Algunos adjetivos más que me vienen a la mente cuando escribo sobre esta ciudad son los de Introvertida, obsesionada con la apariencia, con capacidad para reinventarse y egocéntrica cual Narciso en su estanque.

 

” Y Buenos Aires come todo lo que encuentra como todo buen Narciso, nadie como yo.

Pero el espejo le devuelve una mirada de misterio, de terror y de fascinación.”

Buenos aires supo asimilar lo mejor del resto del mundo, con lo que dotó a sus calles de la esencia de la mejor arquitectura mundial: Bulevares parisinos, un teatro de ópera de estilo barroco español, monumentales fuentes italianas y una cuadrícula modernista semejante a la de barcelona.

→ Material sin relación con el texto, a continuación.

PR #415, opened 2017-05-30
more vars for static inventory

### LINKED ISSUE #406: No hosts file under /etc/ansible
I've installed Openshift Origin by executing `ose-on-aws.py`. The cluster is now operative but I'd like to install metrics and logging. According to the documentation I should follow the [Advanced Installation](https://docs.openshift.org/latest/install_config/install/advanced_install.html#configuring-ansible). I'm not able to find `/etc/ansible/hosts` file to configure Ansible. Any idea about that? My idea was to use `- include: /usr/share/ansible/openshift-ansible/playbooks/byo/config.yml` but what should I use as inventory? The EC2 hosts inventory or a plain file configured as wanted?

### LINKED ISSUE #408: Containerized not as parameter
I don't know If I'm wrong but `ose-on-aws.py` has a parameter `containerized`. This parameter is not parametrized in the `openshift-setup.yaml`. Is it the expected behaviour?

cooktheryan:
Resolves #406

### DIFF
--- a/reference-architecture/aws-ansible/playbooks/roles/inventory-file-creation/files/inventory
+++ b/reference-architecture/aws-ansible/playbooks/roles/inventory-file-creation/files/inventory
@@ -25,7 +25,7 @@ osm_default_subdomain={{ wildcard_zone }}
 openshift_master_default_subdomain={{ wildcard_zone }}
 osm_default_node_selector="role=app"
 deployment_type={{ deployment_type | default('openshift-enterprise') }}
-os_sdn_network_plugin_name={{ openshift_sdn | default('openshift-ovs-subnet') }}
+os_sdn_network_plugin_name={{ openshift_sdn | default('redhat/openshift-ovs-subnet') }}
 #openshift_master_identity_providers=[{'name': 'github', 'challenge': 'false', 'login': 'true', 'kind': 'GitHubIdentityProvider', 'mapping_method': 'true', 'clientID': '{{ github_client_id }}', 'clientSecret': '{{ github_client_secret }}', 'organizations': {'['{{ github_organization }}']'}}]
 osm_use_cockpit=true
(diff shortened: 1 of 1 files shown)


reference-architecture/aws-ansible/playbooks/roles/inventory-file-creation/files/inventory
```diff
@@ -24,11 +24,11 @@ openshift_master_cluster_public_hostname=openshift-master.{{ public_hosted_zone
 osm_default_subdomain={{ wildcard_zone }}
 openshift_master_default_subdomain={{ wildcard_zone }}
 osm_default_node_selector="role=app"
-deployment_type=openshift-enterprise
-os_sdn_network_plugin_name=redhat/{{ openshift_sdn | default('openshift-ovs-subnet') }}
+deployment_type={{ deployment_type | default('openshift-enterprise') }}
+os_sdn_network_plugin_name={{ openshift_sdn | default('redhat/openshift-ovs-subnet') }}
```
e-minguez: I'd say to use the multitenant plugin by default for security reasons

eye0fra: I agree

glennswest:
Think it's safer to do it that way 
It was a intentional choice

glennswest:
The other reason you uses this, is it should make mdns discovery work properly, otherwise mdns will go all over the place, and not what you want.

cooktheryan:
@e-minguez you good with approving this one and a subsequent change of me switching the default SDN there. It would require some doc updates that I don't want to have to force in at the moment.

e-minguez:
aos-ci-test

e-minguez:
aos-ci-test

PR #419, opened 2017-05-31
Missing node type

dav1x:


playbooks/add-node-prerequisite.yaml
```diff
@@ -4,6 +4,7 @@
   become: yes
   serial: 1
   roles:
+    - instance-groups
```
cooktheryan: Ill need to test this really quick

PR #422, opened 2017-06-01
Propose Get pool id maches fix.

eye0fra:
The --matches filters only the subscription or product information.

Sample tests:

subscription-manager list --available --pool-only | grep 1234
1234

subscription-manager list --available --pool-only --matches 1234

subscription-manager list --available --pool-only --matches '*OpenShift*' | grep 1234
1234

### DIFF
--- a/roles/rhsm-subscription/tasks/main.yaml
+++ b/roles/rhsm-subscription/tasks/main.yaml
@@ -45,19 +45,19 @@
       when: "'Current' not in subscribed.stdout and rhsm_user is defined and rhsm_user"
 
     - name: Check if subscription is attached
-      command: subscription-manager list --consumed --pool-only --matches="{{ rhsm_pool }}"
+      shell: "subscription-manager list --consumed --pool-only --matches '*OpenShift*' | grep {{ rhsm_pool }}"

A su vez, los muelles de Puerto Madero se inspiraron en los de Londres, al igual que los buzones y las cabinas telefónicas de color rojo del elegante barrio de Recoleta, donde nació y esta enterrada Eva Perón. El resultado de semejante mezcolanza es una sensación curiosa, con todos los símbolos de una ciudad imperial, pero sin una historia imperial tras de sí, en fin, un auténtico palimpsesto (Me encantó esta palabra oída a un porteño).

La mejor forma de conocer la ciudad es a través de los taxistas. A los que somos curiosos nos encanta que nos cuenten cosas de cada ciudad y ningún lugar fue tan bueno para esta práctica como Buenos Aires. Es una enciclopedia “taxista”. Recuerdo que mientras nos llevaban a los diferentes destinos, los taxistas soltaban la mano del volante y, haciendo aspavientos y exagerados ademanes, nos pasaban lista a la situación política, económica y social del país. Si algo no lo quería platicar nos decía sin inmutarse “eso no lo conversemos”.Nos quedamos con la sensación que de nada sirven los tertulianos radiofónicos cuando es un taxista el que habla. Un orgullo ser de este gremio en Buenos Aires.

No seriamos justos si no dijéramos que es una ciudad erótica y sensual. Es aquí donde nació ese baile que es lo más próximo a una penetración en posición vertical y con la ropa puesta. Hubo que esperar a que los franceses adoptaran el tango en su cultura para que el pequeño bandoneón se hiciera un hueco entre las clases adineradas de Buenos Aires. El ritual de este peculiar coito bailado no ha perdido ni un ápice de su brío en manos de los elegantes hombres vestidos de negro cual réplicas de Julio Iglesias. El otro gran placer carnal de la ciudad es su célebre carne a la parrilla, presente hasta en la más humilde de las casas.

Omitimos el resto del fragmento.